Exercise details:
Scan the data below and copy each line where "files" occurs.

[Items listed in a dataset]
* * * * * * * * *

PR #3730, opened 2017-11-26
overhaul logroation on Debian

calestyo:
The current logrotate script has some issues and space for improvements.

First, there is no reason, that dCache sets “weekly”, “compress”, “rotate 52”
(especially why 52?) - these should be taken from the global settings, so an
admin can easily define when he wants rotation and whether and which compression
he wants to have used (e.g. not the standard poor gzip that “compress” implies
but maybe XZ).
If an admin wants to override the global defaults, he still can do so in the
logration configuration for dCache.

Second, in the default configuration, log messages are written to stdout/err,
from where they get collected by journald, from where rsyslogd picks them up and
writes them into files in “/var/log/dcache”.
Because rsyslogd now manages “/var/log/dcache/*.log” we no longer need to use
the “copytruncate”, which is prone to loosing messages (between the copy and the
truncate). Instead, we let rsyslog rotate the file (and it’s important to not
have it compressed already here, so “delaycompress” is set), “create” a new log
file and then we send HUP to rsyslog (or rather some Debian script does this the
correct way for us) to have it opening the new log files.
Thus we shouldn’t loose any messages (and it’s faster too).

“missingok” is left in place, simply because the package doesn’t (and cannot
reliably) create the log files.

I’ve also added “notifempty” which is for some reason not the global default in
Debian. I know, this is the same evil than overriding the global settings with
e.g. “weekly” but I bet that simply everyone wants to have this.

Last but not least I’ve added some warnings that this may possibly not work for
other non-rsyslogd-managed log files (e.g. the access and event logs).

Target: master
Require-notes: yes
Require-book: possibly
Request: 3.2

### DIFF
--- a/packages/fhs/src/main/deb/dcache.logrotate
+++ b/packages/fhs/src/main/deb/dcache.logrotate
@@ -1,7 +1,26 @@
+#Note: The following may work only for dCache logs managed by rsyslog (i.e. not for its access- and event logs, which are managed by logback)!
+
+
+
+
 /var/log/dcache/*.log {
-    compress
-    weekly
-    rotate 52
-    missingok
-    copytruncate
+	create
+	nocopy
+	nocopytruncate
+	missingok
+	
+	#Note: “delaycompress” is important for how the rsyslog-managed logs are rotated.
+	delaycompress
+	
+	postrotate
+		if [ -x /usr/lib/rsyslog/rsyslog-rotate ]; then
+			/usr/lib/rsyslog/rsyslog-rotate
+		else
+			#TODO: Remove this (and the surrounding “if”) once rsyslog versions < 8.27.0-4 are no longer in use (which is still the case in Debian stretch).
+			invoke-rc.d rsyslog rotate > /dev/null
+		fi
+	endscript
+	
+	
+	notifempty
 }


calestyo:
Would be great if some minion O;-) (or a nice developer) could verify whether this actually works (I don't have a test system for this right now)... i.e. start dCache, let it write some log messages, call logrotate, see wether new messages go to the new file.

Other than that I simply proclaim it works™ without having it tested so far :-D.

calestyo:
Uagh… wait with merging that... just noticed that /usr/lib/rsyslog/rsyslog-rotate is only available in Debian buster… so I'll have to amend the commit.

calestyo:
I've updated the commit to work with older Debians… and also tested it on our production dCache... seems to work fine.

Could be merged.

jstarek:
Hi, sorry for the delay in reviewing this. First, thanks for pointing out the issues with our current logrotate config, like the copytruncate issue. We'd like to ship a more robust config here.

After talking to some people from dCache operations and development, I think we'd like to see this approached a bit differently, however.

- First, wrt your comment about "weekly" and "rotate 52": We feel that moving options like rotation frequency, retention time etc. to dCache-internal config options is not really a good fit. This is about how a service behaves in a normal OS environment, so we'd prefer keeping these things separate -- those items should stay in the logrotate config. And, sure, gzip is a poor choice, but available everywhere. Which is what we prefer since,

- secondly, we feel that this file is (and indeed should be) a rather trivial placeholder for whatever configuration is really needed at sites. So, do you think the postrotate script section could be simplified?

calestyo:
> First, wrt your comment about "weekly" and "rotate 52": We feel that moving options like rotation frequency, retention time etc. to dCache-internal config options is not really a good fit. This is about how a service behaves in a normal OS environment, so we'd prefer keeping these things separate -- those items should stay in the logrotate config. And, sure, gzip is a poor choice, but available everywhere. Which is what we prefer since,

Not sure what you mean here... I never said the rotation frequency should become part of dCache… actually I said it shouldn't even be part of the logrotate config that dCache ships.

Same for gzip... dCache shouldn't mandate this... it should be the global logrotate config from which this is inherited.

The dcache logrotate snippet should only contain tuff necessary for the dcache specifics (i.e. the HUP thingy)... and not override the global admin choices.
This is beneficial in another way, in that people who want to use different settings (e.g. not gzip) don't have to adapt the config each upgrade.


Don't think it can be simplified that much… effectively it's a one liner, which needs the if and the alternative way of handling it, for older debian versions.. once these become unsupported, the extra stuff goes away.

packages/fhs/src/main/deb/dcache.logrotate
```diff
@@ -1,7 +1,26 @@
+#Note: The following may work only for dCache logs managed by rsyslog (i.e. not for its access- and event logs, which are managed by logback)!
+
+
+
+
```
vingar: empty lines

vingar:
I've deployed this logrotate script on the ndgf pre-pro instance for further validation. I think two logrotate scripts will be necessary imo as this one assume sjournalctl, systemctl, etc which is not guarantee to be there on all instances. @calestyo What do you think ?

packages/fhs/src/main/deb/dcache.logrotate
calestyo: Well I think such config files shouldn't be possible candidates for the IOCCC ;-)
The comment in the beginning would apply to any logrotate section thay may be added sooner or later to this file (right now only `/var/log/dcache/*.log {}`)... but I think the general goal should be to get all logs rotated by the standard systemtools (systemd/journald and/or logrotate.

So I've added some empty lines that this comment is actually noticed and to indicate it applies to all the following an not just the next section.

packages/fhs/src/main/deb/dcache.logrotate
```diff
@@ -1,7 +1,26 @@
...
-    rotate 52
-    missingok
-    copytruncate
+	create
+	nocopy
+	nocopytruncate
+	missingok
+	
+	#Note: “delaycompress” is important for how the rsyslog-managed logs are rotated.
+	delaycompress
```
vingar: both `delaycompress` and `compress` need to be there according to the man page.

packages/fhs/src/main/deb/dcache.logrotate
```diff
@@ -1,7 +1,26 @@
+#Note: The following may work only for dCache logs managed by rsyslog (i.e. not for its access- and event logs, which are managed by logback)!
+
+
+
+
 /var/log/dcache/*.log {
-    compress
-    weekly
-    rotate 52
```
vingar: I would keep both `weekly` and `rotate 52` for backward compatibility

packages/fhs/src/main/deb/dcache.logrotate
```diff
@@ -1,7 +1,26 @@
...
+		if [ -x /usr/lib/rsyslog/rsyslog-rotate ]; then
+			/usr/lib/rsyslog/rsyslog-rotate
+		else
+			#TODO: Remove this (and the surrounding “if”) once rsyslog versions < 8.27.0-4 are no longer in use (which is still the case in Debian stretch).
+			invoke-rc.d rsyslog rotate > /dev/null
+		fi
+	endscript
+	
+	
+	notifempty
```
vingar: better to move `notifempty` up and have the postrotate block at the end.

vingar:
few comments and one remark: with rsyslog now, we have a mixture of log files created by the syslog:sylog user and the dcache:dcache ones to get the right permissions we needed few (nightmare) changes. I was wondering how did you deal with this aspect ?

jstarek:
Closing due to long inactivity now, just to keep our PR list shorter. We do have full systemd support on the agenda and will change the rotation concept during that work. Feel free to re-open when the PR has been updated and the outstanding issues resolved.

* * * * * * * * *

Written response:
writes them into files in “/var/log/dcache”.
correct way for us) to have it opening the new log files.
reliably) create the log files.
other non-rsyslogd-managed log files (e.g. the access and event logs).
calestyo: Well I think such config files shouldn't be possible candidates for the IOCCC ;-)
few comments and one remark: with rsyslog now, we have a mixture of log files created by the syslog:sylog user and the dcache:dcache ones to get the right permissions we needed few (nightmare) changes. I was wondering how did you deal with this aspect ?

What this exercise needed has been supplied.